The work, constituting a wide spectrum from abstract to representational, sculpture to painting, realist to surrealist, does not evoke identity politics—none of these creators seem determined to fill niches, or speak for the queer art community. It’s just great art, no qualifier necessary.

If there is any tenuous theme, it’s that the artists, like the rest of us, are confronting the disruptions of the past 17 months, creating work that ripples with emptiness and sorrow, the longing for community and the grasping for hope. Former medical worker Ornella Verano’s untitled, powerful mixed-media work is the most direct example of the latter: Vials of Moderna’s vaccine line a frame evoking a medicine cabinet, while buttons scattered around the center broadcast words associated with the seven stages of grief.

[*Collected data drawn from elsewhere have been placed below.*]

PR #12, opened 2026-03-11
get positions with `ndam`

cattabiani:
## Context

Fix: #13

## Scope

- use `ndam` to get the position files. Do not rely on `report.h5` or 1 ts simulation anymore
- simplify `getPositions`. We use `ndam` gid splitting and save in different files. This may temporarily increase the stress of the file system (before we were saving in various folders). However, since the saving of the positions to file is going to be erased in the future I do not want to overcomplicate something that is going to go away anyway
- add cli call to `get_positions`
- reshuffle `examples` folder since a dedicated `getPositions` folder and scripts are no longer necessary
- leave the `run_get_positions.py` script since I did not handle some folders in `examples` like `hippocampus`
- update various readmes

## Note

Given the recent [fix in neurodamus](https://github.com/openbraininstitute/neurodamus/pull/499), one of the tests in here will fail if you try to run the pytest unit tests with an old version of neurodamus. use 4.2.0


bluerecording/getPositions.py
```diff
@@ -425,35 +440,18 @@ def checkAxonsFirst(morphology):
...
-
-    if len(ids) == 0:
-        return 1
-
-    data = getMinimalReport(report,ids)
-
-    colIdx = data.columns # node_id and Section IDs for each cell
-    cols = np.array(list(data.columns))
+    rSim = bp.Simulation(path_to_simconfig)
+    population = rSim.circuit.nodes[population_name]
```
WeinaJi: Can we get the node population directly via libsonata ? Bluepysnap uses libsonata anyway behind the scenes. That would remove one dependency.

WeinaJi (commented):
1. Can you add a mpi test for the `get_positions` function in tests/unit-mpi ? 
2. The naming convention in this repository mixes snake_case and camelCase. It needs to be updated to follow standard Python conventions.

WeinaJi (approved):
One nitpick, in the PR's title and description, "get positions from neurodamus" means to get the cells' discretizations right? To me "positions" means the coordinates of cell segments, but this PR doesn't get them from neurodamus. You can change the title at merging time.

cattabiani:
@WeinaJi technically we get the positions of the compartments here:

```
        cols = np.array([
            (p.gid, s)
            for p in points
            for s in sorted(p.sclst_ids)
        ], dtype=np.int64)

        return ids, cols, node_manager.population_name
   ```
   
   Ok, there is also other stuff but that was the main point. It developed to become more like a discretization so, ok. I will change that

PR #16, opened 2026-03-16
use ndam also for roto-translation and reconstruction

cattabiani:


cattabiani:
found a different way to do this

PR #17, opened 2026-03-17
use `ndam` to roto-translate

cattabiani:
## Context

Fix: #18 #23

## Scope

- Replace ad-hoc scipy quaternion rotation (float64) with neurodamus's local_to_global_coord_mapping (float32). Joe said [here](https://github.com/openbraininstitute/BlueRecording/issues/15) that this is ok. In this case, results will differ slightly due to the different numerical precision in rotation
- Removes duplicated rotation logic and several helper functions
- Axon reconstruction and soma position convention unchanged — only rotation precision differs (max ~0.00025 µm)
- Rework `getPositions`. This should be just cosmetic (easier to read now) + a few improvements for robustness. It should not change results
- remove duplicate points. The main reason we were rotating in float64 (I suspect)
- remove dendFirst logical path. Obsolete. #22 and #23 for more info


jamesgking (commented):
I see that the instructions for examples/circuitTest/Readme.txt don't work anymore. Were you planning to keep this and update the instructions on a later commit?

jamesgking (approved):

PR #31, opened 2026-03-27
Standardize project structure, add single-cell example, clean up tests

cattabiani:
## Context

The project had accumulated non-PEP 8 naming conventions (camelCase module and test file names), fragile test fixtures sharing mutable state via session-scoped temp files, and the `single_cell_l5_tpc` example lacked simulation/analysis documentation. The weight computation code was split across two modules (`writeH5.py` and `writeH5_prelim.py`) with no clear reason for the separation.

Fix: #33 #32  #29

## Scope

- Bump `requires-python` from `>=3.9` to `>=3.10` in `pyproject.toml`
- `single_cell_l5_tpc` example:
  - Add `simulation_config_distant.json`
  - Add simulation and analysis sections to README (neurodamus instructions, Figure 2 reference with verification warning)
  - Fix `make_figures.ipynb`: switch to `%matplotlib inline`, add `plt.show()`, remove `savefig`
- Base `README.md`: add pointer to single-cell example, update module references from `writeH5`/`writeH5_prelim` to `weights`
- Merge `bluerecording/writeH5.py` + `bluerecording/writeH5_prelim.py` into `bluerecording/weights.py`, update all imports (cli, tests, example scripts)
- Delete old `writeH5.py` and `writeH5_prelim.py`
- Rename test files to PEP 8 snake_case:
  - `test_writeH5.py` + `test_h5_initialization_SONATA.py` → `test_weights.py`
  - `test_get_positions.py` → `test_positions.py` (unit + MPI)
  - `test_single_cell_get_positions.py` → `test_single_cell_positions.py`
  - `test_h5py_MPI.py` → `test_h5py.py`
- Rework test fixtures:
  - Replace shared mutable session/module-scoped fixtures with helper functions in `tests/helpers.py`
  - Tests now use `tmp_path` for isolated file I/O — no ordering dependencies
  - Slim `conftest.py` down to path constants only
- Add `ci` mode to `run_tests.sh` (`./run_tests.sh ci`) mirroring GitHub Actions (`-m "not skip_in_ci"`)

## Tests

All unit and MPI tests pass locally:
- `./run_tests.sh ci` — fast CI-like suite (excludes `skip_in_ci` tests)
- `./run_tests.sh` — full suite including slow data-dependent integration tests

No test logic was changed — only fixture wiring, file names, and import paths.

PR #36, opened 2026-04-09
Bump version to 0.3.0

cattabiani:
## Context

Bump version to `0.3.0` to mark the first OBI-era release.

This goes on top of #31, which brings the codebase to a stable point after the BBP to OBI migration. Key changes since `v0.2.1`:

- Neurodamus integration for discretization and roto-translation via `ndam`. Greatly streamlined weights creation
- Consolidated weight computation into a single `weights` module
- MPI-parallel test coverage with CI
- Standardized examples with a ready-to-run `single_cell_l5_tpc` setup
- PEP 8 naming, isolated test fixtures, and updated documentation
- `setup.sh` now builds `NEURON` from source with `libsonatareport` support (pinned commit), enabling end-to-end simulation out of the box
- Added `--no-cache` flag to setup.sh for a clean rebuild of the entire environment (preserves downloaded data)
- Added `--quick` flag to setup.sh to skip `NEURON`/`libsonatareport`/`neurodamus-models builds` (used by CI)
Lazy import of neurodamus in `circuit.py` so lightweight installs don't break at import time. It also skips `neurodamus` install (clarified in docs)
- Switched to `hatch-vcs` for dynamic versioning from git tags
- Bumped NEURON pin to `9.0.1`

### DIFF
--- a/README.md
+++ b/README.md
@@ -26,6 +26,18 @@ source setup.sh --dev
 
 If you want to skip the system packages installation append `--no-system` to the previous lines.
 
+Use `--quick` to skip building NEURON, libsonatareport, and neurodamus-models from source (useful for CI or when you only need the Python package):
+
+```bash
+source setup.sh --dev --quick
+```
+
+Use `--no-cache` to wipe the virtual environment and all build artifacts before reinstalling from scratch (downloaded data is preserved):
+
+```bash
+source setup.sh --dev --no-cache
+```
+
 Finally, if you want to run the full testing suite you need `--data`. See the [Testing](#testing) section for details.
 
 
@@ -48,8 +60,10 @@ The initial input data of `BlueRecording` includes a [compartment report](https:
 On the first run, the script will:
 1. Create a Python virtual environment with MPI-enabled `h5py` and `mpi4py`
 2. Clone and build `libsonatareport`
-3. Clone and build `neurodamus-models` (neocortex)
-4. Install the `bluerecording` package
+3. Clone and build NEURON from source (with `libsonatareport` support)
+4. Install `neurodamus` from source
+5. Clone and build `neurodamus-models` (neocortex)
+6. Install the `bluerecording` package
 
 In subsequent sessions, running `source setup.sh` again will simply activate the existing environment.
 
--- a/README.md
+++ b/README.md
@@ -115,6 +115,12 @@ pytest -v -m "not skip_in_ci" tests/unit
 
 This is also what runs in CI, where we avoid downloading the full test data to keep pipelines fast and lightweight.
 
+> **Note:** If you installed with the `--quick` flag (i.e. `source setup.sh --dev --quick`), NEURON, neurodamus, and libsonatareport are not available. In that case only the non-MPI unit tests can run:
+> ```bash
+> pytest -v -m "not skip_in_ci" tests/unit
+> ```
+> The MPI tests and any test that requires neurodamus will be skipped or fail.
+
 To run only the slow, data-intensive tests (e.g., single cell and 100-cell integration tests):
 
 ```bash
--- a/README.md
+++ b/README.md
@@ -26,7 +26,7 @@ source setup.sh --dev
 
 If you want to skip the system packages installation append `--no-system` to the previous lines.
 
-Use `--quick` to skip building NEURON, libsonatareport, and neurodamus-models from source (useful for CI or when you only need the Python package):
+Use `--quick` to skip building NEURON, libsonatareport, neurodamus, and neurodamus-models from source (useful for CI or when you only need the Python package):
 
 ```bash
 source setup.sh --dev --quick
@@ -115,7 +115,7 @@ pytest -v -m "not skip_in_ci" tests/unit
 
 This is also what runs in CI, where we avoid downloading the full test data to keep pipelines fast and lightweight.
 
-> **Note:** If you installed with the `--quick` flag (i.e. `source setup.sh --dev --quick`), NEURON, neurodamus, and libsonatareport are not available. In that case only the non-MPI unit tests can run:
+> **Note:** If you installed with the `--quick` flag (i.e. `source setup.sh --dev --quick`), NEURON, neurodamus, libsonatareport, and neurodamus-models are not available. In that case only the non-MPI unit tests can run:
 > ```bash
 > pytest -v -m "not skip_in_ci" tests/unit
 > ```
--- a/pyproject.toml
+++ b/pyproject.toml
@@ -1,6 +1,6 @@
 [project]
 name = "bluerecording"
-version = "0.3.0"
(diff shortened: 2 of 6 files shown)


WeinaJi:
Why not 1.0.0 as there are so many big changes, and it is going to be used by OBI ?

README.md
jamesgking, line 109: minor: should some of the **Testing** section highlight that only `pytest -v -m "not skip_in_ci" tests/unit` can be done when the `--quick` instal option was used?

cattabiani: mm yes. I can add that

cattabiani:
>Why not 1.0.0 as there are so many big changes, and it is going to be used by OBI ?

@WeinaJi I guess it is mostly personal preference. The code is not in perfect condition yet. it is just usable. Anyway, if you want and everybody is ok, I can move it to 1.0.0

pyproject.toml
```diff
@@ -1,6 +1,6 @@
 [project]
 name = "bluerecording"
-version = "0.2.1"
+version = "0.3.0"
```
WeinaJi: Can you use dynamic versioning instead ?

You can copy the neurodamus way of using `hatch-vcs` in https://github.com/openbraininstitute/neurodamus/blob/main/pyproject.toml#L48

WeinaJi (commented):
That's also fine for me if you prefer to tag 1.0.0 later. Up to you. 
One comment about using dynamic versioning:

setup.sh
```diff
@@ -1,9 +1,20 @@
 #!/usr/bin/env bash
 # setup.sh — Full MPI-enabled Python environment setup
 
+# -------------------------
+# Pinned versions (edit here to update)
+# -------------------------
+NEURON_COMMIT="0d990513b"
```
jplanasc: Can we maybe pin NEURON versions instead of commits?

IIrc, on AWS and Azure we use NEURON 9.0.1 (which includes your commit).

setup.sh
```diff
@@ -13,13 +24,17 @@ for arg in "$@"; do
...
+        --quick) QUICK=1 ;;
         --help|-h)
             echo "Usage: source setup.sh [OPTIONS]"
             echo ""
             echo "Options:"
             echo "  --dev         Install development version (includes -e pip install)"
             echo "  --no-system   Skip system package installation"
             echo "  --data        Download and unpack datasets"
+            echo "  --no-cache    Remove venv, cloned repos, and build artifacts (keeps data)"
+            echo "  --quick       Skip NEURON, libsonatareport, and neurodamus-models builds"
```
jplanasc: Are you missing neurodamus here (and below)?

If I understood correctly, you only want neurodamus in the case you import NEURON as well?

setup.sh
cattabiani: I am following the neurodamus way. I am pinning with a commit as it is in neurodamus

setup.sh
cattabiani: with quick I do not need neuron ... not sure about neurodamus. it is really just for the ci. for testing base functions

setup.sh
jplanasc: Hhmm... I don't see it in Neurodamus repo?

https://github.com/openbraininstitute/neurodamus/blob/e5abd33ad2cc5a4450c2d5190e32afc11ee385d8/pyproject.toml#L32

setup.sh
jplanasc: But this is what you're doing right? You're just installing neurodamus when `--quick` is not passed?

https://github.com/openbraininstitute/BlueRecording/blob/339ed5ad8626c8ae4447eddd4991d18da773bcdc/setup.sh#L167-L170

I'm just saying that you should also mention neurodamus in the help.

setup.sh
```diff
@@ -118,13 +159,17 @@ else
...
     pip install --no-cache-dir --no-binary=h5py h5py --no-build-isolation
-
-    pip install git+https://github.com/openbraininstitute/neurodamus.git@main
 fi
 
+# -------------------------
+# Install libsonatareport, NEURON, neurodamus, neurodamus-models
+# (skipped with --quick)
+# -------------------------
+if [[ $QUICK -eq 0 ]]; then
```
jplanasc, line 171: I think this whole block inside the `if` should be indented, for better readability?

setup.sh
cattabiani: It is here

https://github.com/openbraininstitute/neurodamus/blob/e5abd33ad2cc5a4450c2d5190e32afc11ee385d8/.github/workflows/simulation_test.yml#L36

setup.sh
cattabiani: true, the help does not mention it. corrected

setup.sh
jplanasc: You added this in neurodamus, too 🤣 

In that case, I'd strongly suggest it be changed in both repos, we've tested NEURON 9.0.1 and we know it's working properly with our tools.

However, I let it to @cattabiani and @WeinaJi to make the final decision.

WeinaJi: In neurodamus CI, we have `NEURON_BRANCH` that could point to a release.  Sure, we could set it to `9.0.1` now. 
And I would prefer to keep the option `NEURON_COMMIT_ID` in the neurodamus CI because sometimes we need to develop in NEURON and test in Neurodamus. 
Here in BlueRecording, yes, we could simply use the latest NEURON release.

pyproject.toml
cattabiani: done

setup.sh
cattabiani: done

setup.sh
cattabiani: ok, done

setup.sh
```diff
@@ -118,44 +159,87 @@ else
...
+            -DCMAKE_PREFIX_PATH=$SONATAREPORT_DIR
+
+        cmake --build nrn/build --parallel
+        cmake --build nrn/build --target install
+    fi
+
+    # -------------------------
+    # Install neurodamus
+    # -------------------------
+    pip install git+https://github.com/openbraininstitute/neurodamus.git@main
```
jplanasc, line 220: Up to you, but installing from the latest commit may bring in instability to your CI.

I think we make frequent enough releases in neurodamus to pin a specific release, but again, I leave it up to you.

jplanasc (commented):
I think there's one comment to resolve. From my side, once addressed, looks good to me.

setup.sh
cattabiani: It happened already that I needed my own changes here. That is the reason I am getting main. For example the latest release that I did doesn't have some needed changes (I forgot which exactly). Thus, I would need to pin to a commit anyway now. For now I would leave it as is

jplanasc: Fair point, I wanted to point it out just in case.

jplanasc (approved):
LGTM

PR #37, opened 2026-04-09
Replace bluepysnap with libsonata

WeinaJi:
`bluepysnap` uses libsonata under the hood. For the main purpose of this repo, i.e. generating the weights file, `libsonata` is sufficient. So This PR moves `bluepysnap` to the optional dependency. 
It is still required for analysis code in examples and notebooks where it enables users to analyze simulation reports in greater detail.


bluerecording/circuit.py
```diff
@@ -54,8 +55,7 @@ def init_circuit(path_to_simconfig: str):
         dtype=np.int64,
     ).reshape(-1, 2)
 
-    r_sim = bp.Simulation(path_to_simconfig)
     population_name = node_manager.population_name
-    population = r_sim.circuit.nodes[population_name]
+    population = get_node_population(path_to_simconfig, population_name)
```
cattabiani: since the function is used only here and is 2 lines of code I would prefer to simply inline it

cattabiani (commented):
I have just 1 comment

bluerecording/circuit.py
WeinaJi: The script in examples and notebooks require the same functionality, currently via `bluepysnap`. 
If you are ok to keep bluepysnap for the examples and notebooks, this function would be only called here, yes, I could inline it. If to remove bluepysnap in examples and notebooks later, a separate function is better.

cattabiani: I will eventually replace bluepysnap in examples and notebooks but this will come later. In the mean time it is less code to handle. I am also considering that I have an update to utils and that function may slightly interphere. Anyway, it is non-blocking. We can also merge as-is. As a personal preference I think inlined is simpler to reason about

WeinaJi: Done, inlined.

cattabiani (approved):
LGTM

PR #44, opened 2026-04-14
update `utils`

cattabiani:
## Context
The code needs to be standardized and modernized. Here we focus in `utils.py`.

## Scope
- Removed `process_writeH5_inputs / process_subsampling_inputs` (dead sys.argv parsers)
- Inlined `process_subsampling_inputs` into `weights.py`
- Removed `concretize_path` (buggy `str.rstrip`-based path resolution), replaced all call sites with `pathlib.Path.resolve()`
- Renamed `getCircuitPath` → `get_circuit_path` with proper docstring and type hints
- Moved `getAtlasInfo` and `alignmentInfo` out of the library into the dead example script that uses them


bluerecording/positions.py
```diff
@@ -429,7 +429,7 @@ def get_morph_path(population, i, path_to_simconfig):
 
         finalmorphpath = remove_variables(js, finalmorphpath)
 
-        finalmorphpath = concretize_path(circuitpath,finalmorphpath) # Goes from relative to absolute path
+        finalmorphpath = str((Path(circuitpath).parent / finalmorphpath).resolve())
```
WeinaJi: For the whole block for finalmorphpath,  I think libsonata does resolve manifest for us. Neurodamus simple uses `node_prop.morphologies_dir`.

bluerecording/utils.py
```diff
@@ -1,186 +1,24 @@
...
+        Absolute path to the circuit configuration file.
+    """
     with open(path_to_simconfig) as f:
-
         circuitpath = json.load(f)['network']
     
-    circuitpath =  concretize_path(path_to_simconfig, circuitpath)
-    
-
+    circuitpath = str((Path(path_to_simconfig).parent / circuitpath).resolve())
```
WeinaJi: Can be done by libsonata.
```    
sim_conf = libsonata.SimulationConfig.from_file(path_to_simconfig)
return sim_conf.network
```
BTW, in `circuit.py`, the function `init_circuit()` also needs the circuit file path. This function can be used there.

bluerecording/positions.py
cattabiani: somehow I was expecting this to not be the case since Joe was doing all this parsing. My bad. Added

bluerecording/utils.py
cattabiani: I think I fixed this too. Same reasoning as before. Added

WeinaJi (approved):

examples/makeCsvFiles/writeNeuropixelsToCSV.py
```diff
@@ -1,10 +1,75 @@
...
+
+    return regionList, layerList
+
+def alignmentInfo(path_to_simconfig,target):
+
+    '''
+    Gets loction and angle information in order to align a probe with long axis of of the specified target (typically a cortical column)
+    '''
+    
+    population = getPopulationObject(path_to_simconfig)
```
WeinaJi, line 59: This function is broken because `getPopulationObject` is not defined any more. But it is only used by an example script, so you can fix/remove that later.

cattabiani: things in examples that are not single_cell or 100_cells are still a WIP. I have an issue to remind me of that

Untitled work by Ornella Verano

A sense of loss—of people, of jobs, of a way of life—is present in so many of these pieces, whether implicit or explicit. David Plath’s digital print “Sorrow For Lost Souls,” suggesting, for me, a soul ascending its corporeal form, has the haunting, melt-y quality of an Edvard Munch painting. The pain embedded in Diane Delorey’s charcoal drawing “Grieving Pierce” is practically tactile: It’s a close-up of the subject’s eyes, in a wide and arresting letterbox form, shades of tears staining his cheeks.

“You’re Not Alone” by Toby Gotesman Schneier

Toby Gotesman Schneier’s painting “You’re Not Alone” may be the single most moving work in the exhibition, offering an impasto impression of a couple embracing, their tears trickling with drip paint, an angelic harpist playing nearby, the physical and metaphysical sharing the same emotional real estate.

As for the collective panic of the zeitgeist, it is best expressed through the unspecific urgency of Tedd Davis’ “The Countdown,” with its three numbered blocks in vertical succession, and its bomblike fuses strung from dominoes—a 3-D work that is somehow as cartoony as an old “Mission: Impossible” episode and as frightening as, well, the news.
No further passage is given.